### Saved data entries
=== Section Start ===

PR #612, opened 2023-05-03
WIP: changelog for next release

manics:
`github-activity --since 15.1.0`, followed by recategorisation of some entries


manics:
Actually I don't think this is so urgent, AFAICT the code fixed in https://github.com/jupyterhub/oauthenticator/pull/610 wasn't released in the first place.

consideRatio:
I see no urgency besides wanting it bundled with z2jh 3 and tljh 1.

=== Section End ===

### Goal of the exercise
Please repeat each line from the one with "WIP: changelog for next release" through the last line of the data above, and add nothing.

### Response area
WIP: changelog for next release

manics:
`github-activity --since 15.1.0`, followed by recategorisation of some entries


manics:
Actually I don't think this is so urgent, AFAICT the code fixed in https://github.com/jupyterhub/oauthenticator/pull/610 wasn't released in the first place.

consideRatio:
I see no urgency besides wanting it bundled with z2jh 3 and tljh 1.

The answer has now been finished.